### Exercise instructions:
The required lines are those that contain "ApexPages"; pull them out of the data and copy them.

### Input data:
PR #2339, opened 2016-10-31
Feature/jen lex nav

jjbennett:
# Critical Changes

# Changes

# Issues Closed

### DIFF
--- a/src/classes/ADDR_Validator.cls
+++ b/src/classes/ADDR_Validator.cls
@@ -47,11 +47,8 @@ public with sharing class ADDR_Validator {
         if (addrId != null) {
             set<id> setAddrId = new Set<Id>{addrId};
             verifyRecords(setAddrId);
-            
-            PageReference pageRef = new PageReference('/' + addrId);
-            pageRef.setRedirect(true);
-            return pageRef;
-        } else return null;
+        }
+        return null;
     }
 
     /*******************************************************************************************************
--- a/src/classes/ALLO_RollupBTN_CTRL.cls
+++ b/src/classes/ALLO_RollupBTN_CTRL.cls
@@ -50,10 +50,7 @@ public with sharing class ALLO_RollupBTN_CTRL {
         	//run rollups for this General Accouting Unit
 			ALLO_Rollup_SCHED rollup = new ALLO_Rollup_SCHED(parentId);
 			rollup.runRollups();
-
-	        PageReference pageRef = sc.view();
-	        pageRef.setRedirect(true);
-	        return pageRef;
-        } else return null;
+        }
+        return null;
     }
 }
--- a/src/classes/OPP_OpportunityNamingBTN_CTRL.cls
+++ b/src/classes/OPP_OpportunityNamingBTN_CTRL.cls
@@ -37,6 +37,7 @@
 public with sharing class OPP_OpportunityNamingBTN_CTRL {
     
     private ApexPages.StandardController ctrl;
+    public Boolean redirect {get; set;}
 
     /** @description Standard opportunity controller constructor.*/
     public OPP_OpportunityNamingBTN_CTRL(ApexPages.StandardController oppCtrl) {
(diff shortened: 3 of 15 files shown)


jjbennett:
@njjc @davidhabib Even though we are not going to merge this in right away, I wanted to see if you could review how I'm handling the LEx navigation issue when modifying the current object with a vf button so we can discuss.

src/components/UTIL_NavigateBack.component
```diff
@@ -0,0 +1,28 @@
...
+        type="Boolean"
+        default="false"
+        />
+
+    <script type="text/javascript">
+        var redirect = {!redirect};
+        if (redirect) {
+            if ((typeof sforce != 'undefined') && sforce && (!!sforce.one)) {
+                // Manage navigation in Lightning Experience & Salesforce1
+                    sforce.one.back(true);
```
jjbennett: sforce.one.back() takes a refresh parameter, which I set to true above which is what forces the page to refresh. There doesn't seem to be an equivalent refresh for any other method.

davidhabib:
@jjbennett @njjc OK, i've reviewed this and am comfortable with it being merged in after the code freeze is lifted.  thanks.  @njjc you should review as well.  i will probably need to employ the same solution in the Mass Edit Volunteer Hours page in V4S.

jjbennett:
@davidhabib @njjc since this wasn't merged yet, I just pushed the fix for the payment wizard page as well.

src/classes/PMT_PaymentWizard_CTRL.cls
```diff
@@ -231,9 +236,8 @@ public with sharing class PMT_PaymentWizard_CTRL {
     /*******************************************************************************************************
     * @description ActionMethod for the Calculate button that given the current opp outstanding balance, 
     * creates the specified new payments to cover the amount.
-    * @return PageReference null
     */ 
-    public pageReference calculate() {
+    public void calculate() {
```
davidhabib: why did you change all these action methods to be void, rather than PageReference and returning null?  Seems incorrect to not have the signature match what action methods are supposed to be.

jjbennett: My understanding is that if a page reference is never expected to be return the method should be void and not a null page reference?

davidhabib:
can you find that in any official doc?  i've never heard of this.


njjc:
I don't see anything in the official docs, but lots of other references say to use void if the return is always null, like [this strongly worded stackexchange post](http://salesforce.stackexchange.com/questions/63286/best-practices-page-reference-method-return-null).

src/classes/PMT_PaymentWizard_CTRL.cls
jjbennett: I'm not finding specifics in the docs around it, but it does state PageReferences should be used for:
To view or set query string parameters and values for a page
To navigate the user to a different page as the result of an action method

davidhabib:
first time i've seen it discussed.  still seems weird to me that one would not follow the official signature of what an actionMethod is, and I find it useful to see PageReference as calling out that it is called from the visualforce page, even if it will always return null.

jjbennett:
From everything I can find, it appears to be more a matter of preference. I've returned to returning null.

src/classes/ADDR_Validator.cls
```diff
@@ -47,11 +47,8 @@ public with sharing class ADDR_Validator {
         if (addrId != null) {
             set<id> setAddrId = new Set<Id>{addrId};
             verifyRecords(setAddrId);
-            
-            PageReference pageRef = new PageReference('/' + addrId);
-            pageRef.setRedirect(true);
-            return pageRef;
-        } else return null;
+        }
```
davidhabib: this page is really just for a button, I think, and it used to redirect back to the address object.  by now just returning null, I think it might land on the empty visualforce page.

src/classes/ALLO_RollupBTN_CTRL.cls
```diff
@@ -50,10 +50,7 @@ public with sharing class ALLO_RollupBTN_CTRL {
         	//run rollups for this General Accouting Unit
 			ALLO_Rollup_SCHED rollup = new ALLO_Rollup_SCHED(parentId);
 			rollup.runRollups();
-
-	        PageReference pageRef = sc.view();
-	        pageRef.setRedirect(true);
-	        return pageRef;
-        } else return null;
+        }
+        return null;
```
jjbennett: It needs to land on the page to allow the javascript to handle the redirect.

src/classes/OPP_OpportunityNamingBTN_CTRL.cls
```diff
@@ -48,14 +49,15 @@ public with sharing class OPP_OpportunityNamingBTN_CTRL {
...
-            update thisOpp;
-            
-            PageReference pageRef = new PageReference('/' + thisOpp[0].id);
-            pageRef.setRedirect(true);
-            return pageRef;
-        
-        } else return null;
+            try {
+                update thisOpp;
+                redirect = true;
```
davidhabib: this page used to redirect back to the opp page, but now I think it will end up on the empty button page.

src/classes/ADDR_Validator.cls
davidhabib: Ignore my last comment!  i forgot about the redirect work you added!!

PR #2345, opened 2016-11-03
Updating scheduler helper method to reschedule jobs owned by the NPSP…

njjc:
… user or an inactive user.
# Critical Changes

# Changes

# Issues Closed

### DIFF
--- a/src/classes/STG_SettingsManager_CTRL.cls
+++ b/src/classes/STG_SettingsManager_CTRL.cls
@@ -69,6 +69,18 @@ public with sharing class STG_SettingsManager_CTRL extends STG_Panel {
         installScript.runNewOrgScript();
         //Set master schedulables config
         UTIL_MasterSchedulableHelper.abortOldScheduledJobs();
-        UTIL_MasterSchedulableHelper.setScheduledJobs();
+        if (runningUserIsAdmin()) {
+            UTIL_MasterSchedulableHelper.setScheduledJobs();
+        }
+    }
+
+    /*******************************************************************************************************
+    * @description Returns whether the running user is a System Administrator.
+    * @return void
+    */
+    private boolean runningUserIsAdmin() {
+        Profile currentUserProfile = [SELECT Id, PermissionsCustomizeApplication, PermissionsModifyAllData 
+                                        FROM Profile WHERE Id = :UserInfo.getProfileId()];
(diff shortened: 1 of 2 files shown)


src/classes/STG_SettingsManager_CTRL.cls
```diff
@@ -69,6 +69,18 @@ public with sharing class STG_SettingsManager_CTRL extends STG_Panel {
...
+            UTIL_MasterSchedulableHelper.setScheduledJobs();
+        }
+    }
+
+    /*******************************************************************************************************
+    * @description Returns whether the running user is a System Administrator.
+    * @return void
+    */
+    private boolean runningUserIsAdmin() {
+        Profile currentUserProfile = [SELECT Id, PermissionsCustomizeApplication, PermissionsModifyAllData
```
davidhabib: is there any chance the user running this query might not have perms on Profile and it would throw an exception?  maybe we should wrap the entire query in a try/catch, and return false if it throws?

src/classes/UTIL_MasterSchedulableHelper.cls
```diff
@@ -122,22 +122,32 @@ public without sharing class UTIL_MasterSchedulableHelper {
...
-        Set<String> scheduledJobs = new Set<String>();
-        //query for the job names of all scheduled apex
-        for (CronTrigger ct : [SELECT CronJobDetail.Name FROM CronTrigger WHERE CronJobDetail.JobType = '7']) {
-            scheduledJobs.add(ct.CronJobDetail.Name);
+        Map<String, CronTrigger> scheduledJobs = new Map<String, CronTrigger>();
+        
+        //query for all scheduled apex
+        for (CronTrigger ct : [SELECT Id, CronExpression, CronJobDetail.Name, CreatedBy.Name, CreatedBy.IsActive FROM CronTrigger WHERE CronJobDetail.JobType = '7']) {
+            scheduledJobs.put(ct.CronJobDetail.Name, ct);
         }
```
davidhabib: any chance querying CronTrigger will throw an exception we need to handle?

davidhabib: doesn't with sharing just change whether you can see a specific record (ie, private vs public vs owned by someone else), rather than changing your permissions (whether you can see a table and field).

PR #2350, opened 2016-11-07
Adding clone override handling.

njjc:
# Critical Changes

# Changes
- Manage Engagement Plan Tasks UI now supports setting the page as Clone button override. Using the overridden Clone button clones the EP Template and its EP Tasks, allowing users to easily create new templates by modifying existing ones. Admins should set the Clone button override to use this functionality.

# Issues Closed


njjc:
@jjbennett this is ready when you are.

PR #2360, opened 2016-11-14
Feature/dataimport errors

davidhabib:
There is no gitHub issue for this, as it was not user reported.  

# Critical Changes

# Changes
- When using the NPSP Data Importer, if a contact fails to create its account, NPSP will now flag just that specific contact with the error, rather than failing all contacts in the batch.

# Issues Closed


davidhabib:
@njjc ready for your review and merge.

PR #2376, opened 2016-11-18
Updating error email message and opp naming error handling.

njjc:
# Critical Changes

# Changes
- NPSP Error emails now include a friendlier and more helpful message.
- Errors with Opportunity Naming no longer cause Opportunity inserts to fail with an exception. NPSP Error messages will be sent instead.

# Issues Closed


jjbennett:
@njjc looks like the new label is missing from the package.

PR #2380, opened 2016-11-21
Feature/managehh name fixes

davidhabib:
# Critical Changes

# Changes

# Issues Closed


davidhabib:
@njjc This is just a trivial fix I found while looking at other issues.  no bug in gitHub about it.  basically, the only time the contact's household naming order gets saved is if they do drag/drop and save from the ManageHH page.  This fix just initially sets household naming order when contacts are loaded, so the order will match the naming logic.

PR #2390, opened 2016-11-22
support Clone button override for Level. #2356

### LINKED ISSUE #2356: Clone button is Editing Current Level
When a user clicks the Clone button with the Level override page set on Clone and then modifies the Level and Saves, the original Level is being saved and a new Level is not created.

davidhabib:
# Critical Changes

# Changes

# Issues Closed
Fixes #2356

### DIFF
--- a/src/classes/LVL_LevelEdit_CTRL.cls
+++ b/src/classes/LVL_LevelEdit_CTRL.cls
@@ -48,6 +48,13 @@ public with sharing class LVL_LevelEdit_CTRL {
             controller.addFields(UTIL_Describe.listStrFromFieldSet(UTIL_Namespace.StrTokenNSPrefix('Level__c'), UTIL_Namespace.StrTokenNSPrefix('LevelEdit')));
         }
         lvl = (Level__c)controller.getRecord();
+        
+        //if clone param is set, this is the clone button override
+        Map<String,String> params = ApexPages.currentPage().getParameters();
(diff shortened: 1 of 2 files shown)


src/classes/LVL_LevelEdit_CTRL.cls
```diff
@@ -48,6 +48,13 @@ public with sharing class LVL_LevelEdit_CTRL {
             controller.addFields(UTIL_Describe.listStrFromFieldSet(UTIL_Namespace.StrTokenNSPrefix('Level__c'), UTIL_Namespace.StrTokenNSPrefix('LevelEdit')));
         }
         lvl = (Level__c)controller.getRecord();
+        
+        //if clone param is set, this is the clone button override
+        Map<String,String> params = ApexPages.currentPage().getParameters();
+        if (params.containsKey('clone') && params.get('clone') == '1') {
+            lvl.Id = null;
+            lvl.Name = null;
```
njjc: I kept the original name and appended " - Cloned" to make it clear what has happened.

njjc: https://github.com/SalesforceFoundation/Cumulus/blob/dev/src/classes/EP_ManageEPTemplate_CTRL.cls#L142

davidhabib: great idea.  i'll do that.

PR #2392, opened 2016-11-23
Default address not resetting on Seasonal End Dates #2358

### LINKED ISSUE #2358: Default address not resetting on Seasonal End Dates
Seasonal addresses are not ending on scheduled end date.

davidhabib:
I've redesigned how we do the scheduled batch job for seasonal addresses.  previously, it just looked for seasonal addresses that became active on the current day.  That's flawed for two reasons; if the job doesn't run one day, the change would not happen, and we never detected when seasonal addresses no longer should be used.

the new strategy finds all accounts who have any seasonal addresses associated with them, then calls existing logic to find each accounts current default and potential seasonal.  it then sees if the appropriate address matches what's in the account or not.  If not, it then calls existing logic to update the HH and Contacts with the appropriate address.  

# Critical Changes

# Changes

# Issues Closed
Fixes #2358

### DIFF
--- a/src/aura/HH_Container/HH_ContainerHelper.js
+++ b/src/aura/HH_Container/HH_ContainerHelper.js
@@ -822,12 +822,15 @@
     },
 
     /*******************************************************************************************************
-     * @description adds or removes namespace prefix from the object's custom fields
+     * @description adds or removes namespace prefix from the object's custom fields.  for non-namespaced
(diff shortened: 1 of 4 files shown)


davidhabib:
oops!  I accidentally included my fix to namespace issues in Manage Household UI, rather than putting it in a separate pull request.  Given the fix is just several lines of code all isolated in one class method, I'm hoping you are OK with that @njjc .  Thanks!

### Task answer:
     private ApexPages.StandardController ctrl;
     public OPP_OpportunityNamingBTN_CTRL(ApexPages.StandardController oppCtrl) {
+        Map<String,String> params = ApexPages.currentPage().getParameters();
+        Map<String,String> params = ApexPages.currentPage().getParameters();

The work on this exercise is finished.